My search for the characters was daunting. There are no doubt lies reported in this book, because there are so many contradictory reports. But everyone gets their moment of truth.

This is also a story about a city and its people. Alfred Lennon and his wife, Julia Stanley, would burn their own bridges of love and companionship in the parks and bedrooms of Liverpool, but flickers of art and banjos and guitars would burn inside a son. Harold Harrison, a friendly bus driver and stalwart union leader, taught his wiry son to respect the music, and to listen to its wonderment. James McCartney of the north side brought a middle-class work ethic and a charismatic personality to his son. And the less financially endowed Starkeys of the South Side of Liverpool saw their shy and sickly son, obsessed by the music, emerge into a man, and a talented one at that. The Sutcliffes encouraged their only son, Stuart, to paint
and
to play guitar. The legendary Mona Best played den mother to her drummer son, Pete, and to the early makeshift band.
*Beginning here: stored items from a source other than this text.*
PR #3419, opened 2026-06-23
SITU-1353 Campsite Removal Complaint resolution form and supporting updates

jookyg:


web/sites/default/config/webform.webform.report_camp_removal_complaint.yml
```diff
@@ -113,6 +114,7 @@ elements: |-
         '#default_value': now
         '#format': ''
         '#date_date_format': m/d/Y
+        '#datepicker': true
```
odensc: Not sure if this was copied from an older version of the form, but we should remove this line as it's related to the no-longer-existent jQuery UI datepicker.

web/sites/default/config/webform.webform.report_camp_removal_complaint.yml
```diff
@@ -238,20 +240,25 @@ elements: |-
         '#access_view_roles':
           - support_agent
           - administrator
-        '#zendesk_request_number__access': false
         '#employee_notes_panel__access': false
         '#escalate_issue__access': false
+        '#zendesk_request_number__access': false
       computed_date:
```
odensc: Since these are no longer going to Smartsheet, the following computed fields that were used for the Smartsheet handler can be removed:
```
computed_date
computed_csr
computed_location_address
computed_location_lat_lon
```

web/sites/default/config/webform.webform.report_camp_removal_complaint.yml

A tense, consistent, and frequent writer, Bill
Harry, wielded a pen as mighty as a guitar, and he had plenty of company—the likes of Beatles pressmen Tony Barrow and Derek Taylor, and others. The promoters, some of them still promoting, are vibrant in life and in recollection. The catalyst, Beatles manager Brian Epstein, is the most fascinating of entrepreneurs, provocative and endearing.

There are many heroes and heroines, risk takers, doubters, and hundreds of others who claim a piece of the history. To the people of Liverpool, their names stand beside the rich and the famous as architects of a revolution in culture. Sit beside early Beatles promoter Sam Leach, or longtime Beatles insider Tony Bramwell, or the original Quarrymen, and you feel what it was like to be there when the beginning began. You sense the uncertainty, the determination, the doubts, and the perilous flights of fancy and dreaming that live in young people. Ironic, isn't it? Youth is fleeting, but in the case of the Beatles, the music freezes them in time.

Time is the greatest enemy of history. Real events and people are distorted, exaggerated, and often forgotten. We are dependent on individual and collective memories. And there are so many people who try to shape their stories to suit their own biographies. That is expected. After all, what is memory but a hazy, subjective reconstruction of the vivid reality from so long ago?

Such is the history of the Beatles—conflicting stories, betrayal, love (lots of that), intrigue, and real or imagined adventure, some of which I shared while touring with them.

But about one fact there is absolute certainty. Before the world noticed, before the glare overwhelmed them, it all came together in the period from 1957 through 1963, when they were boys.

And it was all preceded by a bloody nightmare that would define the city and the boys.